7. The carotenoid-producing host cell according to claim 1, wherein the host cell is selected from plants, fungi, algae or microorganisms, such as selected from the group consisting of Escherichia, Streptomyces, Pantoea, Bacillus, Flavobacterium, Synechococcus, Lactobacillus, Corynebacterium, Micrococcus, Mixococcus, Brevibacterium, Bradyrhizobium, Gordonia, Dietzia, Muricauda, Sphingomonas, Synochocystis, Paracoccus, Saccharomyces, Aspergillus, Pichia, Hansenula, Phycomyces, Mucor, Rhodotorula, Sporobolomyces, Xanthophyllomyces, Phaffia, and Blakeslea, preferably selected from fungi including yeast, more preferably selected from the group consisting of Saccharomyces, Aspergillus, Pichia, Hansenula, Phycomyces, Mucor, Rhodotorula, Sporobolomyces, Xanthophyllomyces, Phaffia, Blakeslea and Yarrowia, most preferably from Yarrowia lipolytica or Saccharomyces cerevisiae.

8. The carotenoid-producing host cell according to claim 1, wherein the trans-retinal is further converted into vitamin A.

9. A process for production of a retinal mix comprising trans- and cis-retinal via enzymatic activity of a stereoselective BCO, comprising contacting beta-carotene with said BCO, wherein the ratio of trans-retinal to cis-retinal in the retinal mix is at least about 2:1.

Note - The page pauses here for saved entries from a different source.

PR #4212, opened 2026-08-12
Bound GGUF metadata string/array values against the file mapping

### LINKED ISSUE #4136: OOB read in the GGUF loader: tensor data offset and size are not bounded against the file mapping
Loading a crafted GGUF file makes the loader read outside the mapped file. Filing this publicly as a robustness issue, as suggested when the advisory was closed.

The vendored gguflib builds a tensor's data pointer from fields read straight out of the file. In `gguf_get_tensor()`:

```c
tensor->offset = ctx->data_off + *offset;
tensor->weights_data = ctx->data + tensor->offset;
```

`*offset` and `bsize` come from the file and are never checked against `ctx->size`. A crafted tensor places `weights_data` outside the mapping, and any later read of `bsize` bytes reads out of bounds. MLX reaches this through `extract_tensor_data`.

Control versus crafted under AddressSanitizer, only the offset field differs:

- offset 0: loads normally, exits clean
- offset 1<<40: SEGV inside `__asan_memcpy` on the tensor read

Re-checked on main on 2026-07-17, after #3436 force-enabled the gguflib asserts in release builds. Those asserts cover the metadata and tensor-info walk. They do not cover the data region.

Related but not the same: CVE-2025-62609 added a `weights_data == nullptr` check in `load_gguf()`. That does not catch a non-null pointer landing outside the mapping.

Upstream, antirez/gguf-tools#33 proposes the bound, checking offset plus size against the mapping. An earlier PR there, #28, bounded the metadata walk only.

Happy to share the crafted file.

x14ngch3n:
## Summary

Bounds the length of `STRING` and `ARRAY` **metadata** KV values against the mmap'd file mapping in `load_gguf`, mirroring the existing `check_tensor_in_file()` guard that protects the tensor data path. A crafted GGUF file could otherwise force an out-of-bounds read past the file mapping.

## Problem

`gguf_get_key()` returns a pointer (`val`) into the mmap'd file but performs **no bounds checking**, and the metadata value lengths are read straight from the file. In `set_mx_value_from_gguf`, these attacker-controlled lengths were fed directly to a copy/string constructor with no check against the mapping size:

**`STRING` KV:**
```cpp
value = std::string(val->string.string, static_cast<int>(val->string.len));
```
`val->string.len` is a `uint64_t` from the file, narrowed to `int`, then `std::string(ptr, n)` memmoves `n` bytes out of the mmap.

**`ARRAY` KV:**
```cpp
auto size = static_cast<int>(val->array.len);
...
value = array(reinterpret_cast<uint32_t*>(data), {size}, uint32);
```
`array(T*, Shape, Dtype)` allocates `size*itemsize` and `std::copy`s `size` elements from the mmap — a pure source over-read.

The tensor path was already bounded by `check_tensor_in_file()` (added in #4179 / fixes #4136), but the **metadata path had no equivalent guard**.

### Impact

Out-of-bounds read past the mmap'd GGUF file when loading an untrusted `.gguf`. Confirmed with AddressSanitizer (4 MB read on a ~50-byte file, both sinks). In a non-ASAN process the read crosses into an unmapped page → SEGV (denial of service). No write primitive (the allocation is derived from the same `len`, so it is a source over-read, not an over-write).

Reachable from the default-config public Python API on every platform mlx ships:
```python
import mlx.core as mx
mx.load("evil.gguf", format="gguf")
```
`MLX_BUILD_GGUF` is `ON` by default.

## Fix

Adds `check_metadata_value_in_file(ctx, val, value_bytes)`, which verifies the value region lies within `[0, ctx->size)`. Each metadata branch now bounds its value length against the mapping before any copy/string construction:

- **STRING:** rejects `len` that doesn't fit in an `int` or exceeds `ctx->size`, then bounds `sizeof(gguf_string) + len`.
- **ARRAY:** computes `elt_size` from the declared element type and checks `arr_len * elt_size <= remaining` (overflow-safe division form) before the element loop.
- **STRING array elements:** each inner `str_val->len` is bounded individually.

The `static_cast<int>` narrowing is also guarded so a length above `INT_MAX` is rejected explicitly rather than wrapping to a negative `int`.

## Testing

Built with clang `-O1 -g -fsanitize=address -fno-omit-frame-pointer` (LLVM clang, since libmlx is built with it). Three crafted GGUFs (over-long STRING, over-long UINT32 ARRAY, and STRING with `len` > `INT_MAX`):

**Before** (on `main`), `STRING` sink:
```
==95370==ERROR: AddressSanitizer: unknown-crash on address 0x000103ab0000
READ of size 4194304 at 0x000103ab0000 thread T0
    #6 mlx::core::set_mx_value_from_gguf(...) gguf.cpp:128
    #7 mlx::core::load_metadata(gguf_ctx*) gguf.cpp:209
    #8 mlx::core::load_gguf(...) gguf.cpp:279
```

**After** (this branch): all three crafted files are rejected cleanly:
```
exception: [load_gguf] String metadata value length exceeds file size.
```
no ASAN violation, process exits 0/1 via exception.

**No regression:** a legitimate roundtrip (`save_gguf` of a small float tensor + a STRING and an INT32 ARRAY metadata value, then `load_gguf`) still loads correctly with the new bounds in place.

## Prior art

Distinct from #4136/#4179 (tensor data offset/bsize — tensor only), #3436 (gguflib `-UNDEBUG` asserts — mlx bypasses `gguf_do_with_value`), and CVE-2025-62609 (different sink). None of these bound the metadata KV value length.

### DIFF
--- a/mlx/io/gguf.cpp
+++ b/mlx/io/gguf.cpp
@@ -88,12 +88,34 @@ std::tuple<allocator::Buffer, Dtype> extract_tensor_data(gguf_tensor* tensor) {
   return {buffer, float16};
 }
 
-// Mirror check_tensor_in_file(): gguf_get_key() leaves key.val / ctx->off
-// pointing at the value but performs no bounds checking, and the value lengths
-// are read straight from the file. Bound the whole value (and, for arrays,
-// every element) against the mmap'd file once per key in load_metadata(),
-// before set_mx_value_from_gguf consumes it. Lengths that would not fit in the
-// int the downstream array() / std::string constructors take are rejected here.
+// gguf_get_key() leaves key.val / ctx->off pointing at the value but performs
+// no bounds checking, and the value lengths are read straight from the file.
+// Bound the whole value (and, for arrays, every element) against the mmap'd
+// file once per key in load_metadata(), before set_mx_value_from_gguf
+// consumes it. Array lengths are also capped at int max because the
+// downstream array() shape is int-valued.
+size_t gguf_value_type_size(uint32_t type) {
+  switch (type) {
+    case GGUF_VALUE_TYPE_BOOL:
+    case GGUF_VALUE_TYPE_UINT8:
+    case GGUF_VALUE_TYPE_INT8:
+      return 1;
+    case GGUF_VALUE_TYPE_UINT16:
+    case GGUF_VALUE_TYPE_INT16:
+      return 2;
+    case GGUF_VALUE_TYPE_UINT32:
+    case GGUF_VALUE_TYPE_INT32:
+    case GGUF_VALUE_TYPE_FLOAT32:
+      return 4;
+    case GGUF_VALUE_TYPE_UINT64:
+    case GGUF_VALUE_TYPE_INT64:
+    case GGUF_VALUE_TYPE_FLOAT64:
+      return 8;
+    default:
+      return 0;
+  }
+}
+
 void check_metadata_value_in_file(
     const gguf_ctx* ctx,
     uint32_t type,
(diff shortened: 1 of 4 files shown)


zcbenz (changes requested):
Can you do simple check in `load_metadata` like what #4179 did?

x14ngch3n:
Thanks @zcbenz. Done in the latest push: the bounds check now lives in a single `check_metadata_value_in_file(ctx, type, val)` call inside `load_metadata()` (one call per key, before `set_mx_value_from_gguf` consumes it), mirroring `check_tensor_in_file()` on the tensor path. `set_mx_value_from_gguf` is back to reading lengths straight from the file — the STRING/ARRAY validation (fixed scalars, length-prefixed strings, fixed-size arrays, and each element of a string array) is centralized in the validator. Added `"test gguf metadata value validation"` next to the tensor-offset test. All four `gguf` cases pass under ASAN (`-O1`).

mlx/io/gguf.cpp
```diff
@@ -87,6 +88,139 @@ std::tuple<allocator::Buffer, Dtype> extract_tensor_data(gguf_tensor* tensor) {
...
+          "[load_gguf] Metadata value extends past the end of the file. "
+          "Perhaps an incomplete download or corrupt file?");
+    }
+    return;
+  }
+
+  // gguf_string = { uint64_t len; char string[] }.
+  if (type == GGUF_VALUE_TYPE_STRING) {
+    if (sizeof(uint64_t) > avail(base) ||
+        val->string.len > static_cast<uint64_t>(std::numeric_limits<int>::max()) ||
```
zcbenz: feels meaningless to test int_max?

mlx/io/gguf.cpp
```diff
@@ -87,6 +88,139 @@ std::tuple<allocator::Buffer, Dtype> extract_tensor_data(gguf_tensor* tensor) {
...
+        elt_size = 2;
+        break;
+      case GGUF_VALUE_TYPE_UINT32:
+      case GGUF_VALUE_TYPE_INT32:
+      case GGUF_VALUE_TYPE_FLOAT32:
+        elt_size = 4;
+        break;
+      case GGUF_VALUE_TYPE_UINT64:
+      case GGUF_VALUE_TYPE_INT64:
+      case GGUF_VALUE_TYPE_FLOAT64:
```
zcbenz: can you deduplicate the code

x14ngch3n:
Addressed both comments in e9b3ac1:

- Extracted `gguf_value_type_size()` shared by the scalar and array-element paths, and folded the string validation (single + array walk) into one `check_string` lambda.
- The per-string `int` max checks were indeed redundant once the file-mapping bound is checked, so instead of defending the narrowing I removed it: `std::string` now takes the `uint64_t` length directly. The array-length `int` max check stays because the downstream `array()` shape is `int`-valued.

zcbenz (approved):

10. A process for decreasing the amount of cis-retinal produced from enzymatic cleavage of beta-carotene, said process comprising contacting beta-carotene with a stereoselective BCO, wherein the amount of cis-retinal in the retinal mix resulting from cleavage of beta-carotene is in the range of about 35% or less based on the total amount of retinal.

11. A process for increasing the amount of trans-retinal produced from enzymatic cleavage of beta-carotene, said process comprising contacting beta-carotene with a stereoselective BCO, wherein the amount of trans-retinal in the retinal mix is in the range of at least about 65 to 98% based on the total amount of retinal.

12. A process according to claim 9 using the carotenoid-producing host cell.

13. A process for production of vitamin A comprising the steps of: (a) introducing a nucleic acid molecule encoding a stereoselective BCO, into a suitable carotene-producing host cell, (b) enzymatic conversion of beta-carotene into a retinal mix comprising cis- and trans-retinal, wherein the percentage of trans-retinal is at least about 65% based on the total amount of retinal, (c) conversion of trans-retinal into vitamin A under suitable culture conditions.

14. Use of a carotenoid-producing host cell according to claim 1 for production of a retinal mix comprising trans- and cis-retinal in a ratio of 2:1, wherein said host cell expressing a heterologous BCO with stereoselectivity towards production of trans-isoforms.